I probably shouldn't have posted something like this anyway....not a place for politics.


----------



## jabx1962

CT78114 said:


> Just remember that little bit of sales tax you pay at your local store supports your city and local workers.
> 
> Support you Mom and Pop stores as much as you can. I know it is not always an option but any little bit helps....God Bless America.


Those Mom and Pop stores that make cash sales are the worst offenders for not sending tax money they collect to the State Comptroller.

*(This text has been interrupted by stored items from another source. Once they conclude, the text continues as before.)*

PR #330, opened 2025-10-07
feat: Add updated readiness probe for vLLM containers

rajinator:
Implements model-aware health checking for Kubernetes readiness probes. Ensures pods are marked Ready only when vLLM has loaded models and API is serving requests, preventing premature traffic routing.

Changes:
- Add readiness_probe.sh script with /health and /v1/models validation
- Update Dockerfiles to include probe script in images
- Update example configurations with exec probes
- Add mandatory PORT parameter to prevent misconfigurations
- Add documentation for probe usage

Tested with simulated accelerator deployment on Kind cluster.

- Reopening from upstream, instead of fork

Closes #300

PR #450, opened 2025-11-12
refactor: Optimize vLLM probe timings for faster response

Ayobami-00:
## Description
This PR implements optimized probe timings as suggested by @smarterclayton in PR #330.

### Changes
- Reduced readiness probe frequency from 5s to 1s for faster detection
- Optimized startup probe parameters for more responsive checking
- Made liveness probe timing more consistent
- Updated documentation to reflect optimized values

### Background
These changes address part of the feedback from PR #330. While using `/v1/models` as 
the readiness probe endpoint isn't ideal due to potential overhead with many models/adapters,
the timing optimizations help mitigate some concerns by:

1. Detecting failures faster (1s vs 5s)
2. Allowing faster startup detection
3. Maintaining the same maximum window for model loading

### Future Work
A separate effort will be initiated to work with vLLM upstream on developing a more 
efficient dedicated `/health/ready` endpoint that avoids the overhead issues.

### DIFF
--- a/docs/readiness-probes.md
+++ b/docs/readiness-probes.md
@@ -34,16 +34,15 @@ containers:
   - containerPort: 8000  # or 8200 for decode pods
     protocol: TCP
   
-  # Startup Probe: Wait for model to load during initialization
+  # Startup Probe: Wait for vLLM server to start
   # Protects liveness/readiness probes from firing too early
   startupProbe:
     httpGet:
-      path: /v1/models
+      path: /health        # Using lightweight health endpoint
       port: 8000
-    initialDelaySeconds: 5    # Time before first probe (reduced for faster response)
-    periodSeconds: 5         # How often to probe during startup (increased frequency)
+    periodSeconds: 1        # Check every second for fastest detection
     timeoutSeconds: 3        # HTTP request timeout
-    failureThreshold: 360    # Max attempts (5s * 360 = 30min max startup time)
+    failureThreshold: 360    # Max attempts (1s * 360 = 6min max startup time)
   
   # Liveness Probe: Is the server process alive?
   # Simple health check, restarts container if failing
@@ -123,12 +122,12 @@ $ curl http://localhost:8000/v1/models
 ```
 Container Start
       ↓
-[startupProbe on /v1/models]
-  ↓ (5s intervals, up to 30min)
-  ✓ Model loaded → Startup complete
+[startupProbe on /health]
+  ↓ (1s intervals, up to 6min)
+  ✓ Server running → Startup complete
       ↓
 [livenessProbe on /health] ← Restarts if server crashes (every 5s)
-[readinessProbe on /v1/models] ← Routes traffic when ready (checks every 1s)
+[readinessProbe on /v1/models] ← Routes traffic when model is ready (checks every 1s)
 ```
 
 ## Benefits
@@ -178,10 +177,9 @@ decode:
     
     startupProbe:
       httpGet:
-        path: /v1/models
+        path: /health
         port: 8200
-      initialDelaySeconds: 5
-      periodSeconds: 5
+      periodSeconds: 1
       timeoutSeconds: 3
       failureThreshold: 360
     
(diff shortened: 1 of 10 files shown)


docs/readiness-probes.md
```diff
@@ -40,30 +40,30 @@ containers:
     httpGet:
       path: /v1/models
       port: 8000
-    initialDelaySeconds: 15    # Time before first probe
-    periodSeconds: 30           # How often to probe during startup
-    timeoutSeconds: 5           # HTTP request timeout
-    failureThreshold: 60        # Max attempts (30s * 60 = 30min max startup time)
+    initialDelaySeconds: 5    # Time before first probe (reduced for faster response)
```
smarterclayton: There's no real value to an initialDelaySeconds.  I would simply remove this.

docs/readiness-probes.md
```diff
@@ -40,30 +40,30 @@ containers:
...
+    periodSeconds: 5         # How often to probe during startup (increased frequency)
```
smarterclayton: There's no disadvantage to probing an HTTP endpoint that is cheap every 1 second.

Also, the startup probe should be on the health endpoint because the model server doesn't start unless the models are loaded, and health is cheap.

guides/wide-ep-lws/manifests/modelserver/base/prefill.yaml
```diff
@@ -119,24 +119,23 @@ spec:
...
             httpGet:
               path: /health
-              port: metrics
-            initialDelaySeconds: 0
+              port: 8000
             periodSeconds: 1
-            timeoutSeconds: 5
-            failureThreshold: 1800
+            timeoutSeconds: 3
+            failureThreshold: 360
```
smarterclayton, line 125: This could be in excess of 45 minutes (if not longer).

Please update wide-ep startup probes to take `45 * 60` failureThreshold.

guides/pd-disaggregation/ms-pd/values.yaml
```diff
@@ -164,25 +163,24 @@ prefill:
...
-        path: /v1/models
+        path: /health
         port: 8000
-      initialDelaySeconds: 15
-      periodSeconds: 30
-      timeoutSeconds: 5
-      failureThreshold: 60
+      periodSeconds: 1
+      timeoutSeconds: 3
+      failureThreshold: 360
```
smarterclayton, line 170: This value is likely too low even for llama8b, much less llama 70b.  We need to set the minimum value longer than the majority of environments will take to download from hugging face.

For 70b I would pick a time that is no shorter than 30 minutes, simply because we also may have warmup jitting.  So `30 * 60` for all llama70b model servers in the guides.

guides/inference-scheduling/ms-inference-scheduling/values_tpu.yaml
```diff
@@ -62,25 +62,24 @@ decode:
...
-        path: /v1/models
+        path: /health
         port: 8200
-      initialDelaySeconds: 15
-      periodSeconds: 30
-      timeoutSeconds: 5
-      failureThreshold: 60
+      periodSeconds: 1
+      timeoutSeconds: 3
+      failureThreshold: 360
```
smarterclayton, line 69: Because this is llama70b, needs to be 30m / consistent with other use.

docs/readiness-probes.md
```diff
@@ -34,36 +34,35 @@ containers:
...
-      path: /v1/models
+      path: /health        # Using lightweight health endpoint
       port: 8000
-    initialDelaySeconds: 15    # Time before first probe
-    periodSeconds: 30           # How often to probe during startup
-    timeoutSeconds: 5           # HTTP request timeout
-    failureThreshold: 60        # Max attempts (30s * 60 = 30min max startup time)
+    periodSeconds: 1        # Check every second for fastest detection
+    timeoutSeconds: 3        # HTTP request timeout
+    failureThreshold: 360    # Max attempts (1s * 360 = 6min max startup time)
```
smarterclayton, line 45: This value will vary based on the size of the model and the amount of model startup cost (i.e. prewarming).  Therefore it cannot be a single recommended value.

You should add a section here that describes how to pick a startup probe failure threshold based on the estimated time to start.  I.e. include model pulling, model loading, and model warmup, all of which can vary.  Describe the values we are recommending below (see my comments) in that context (wide ep uses deepseek which is ~600GB, disagg uses llama70b fp8 which is roughly 70GB).  Communicate to the user they should select a value that is longer than the slowest download time that should be considered a "success", and then mention as well that model warmup time may vary by accelerator type.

And they all charge more for the same exact item you can buy from the Large Retail Chain stores.


----------



## Brian10

Web sites will charge tax when they have a presence in your state. Otherwise, they won't. For example, if you purchase from Apple.com or Cabelas.com, you pay tax, but not Amazon.com or NewEgg.com.


----------



## sdereki

regardless, their website does not show you all they have to offer. especially in the fishing dept.


----------



## Kenner21

Probably not, if I order something online it's because its not local. Plus I like going to Academy and browsing.


----------



## FISHUNTER

Not a rumor....its true. Should be up and running soon. The website you see now will disappear and replaced with a new site that will include pictures of all product. We are just trying to hammer out all the bugs on the new site before we hit the on switch.


----------



## AssaultTheSalt

I hope this is true. I wonder what their shipping charges will be?? It may be better to go in and buy it.


----------



## way2slickrick

No rumor, there doing away with the current site, which really sucks, and replacing it with a brand new website. You will be able to buy anything off the site that is carried in store and also some things that are not available at all store locations, excluding firearms . Should be up and running in about a month or so.


----------



## HouTex

That will be great, but like another guy said, my wallet is going to take a beating!


----------



## D.L.

There finally building a new one in the Woodlands.... Ive been waiting for that for a while now!


----------



## HouTex

I can confirm as well that the rumor is true. I just talked to one of my friends that works for Academy's corporate office and she said they are in the 3rd round of testing so should be coming on soon!


----------



## waypoint

I hope they vastly improve there search function and online inventory. The store always has more firearms than they ever show online. Try to find a Marlin XL any caliber rifle. You have to go local to find.


----------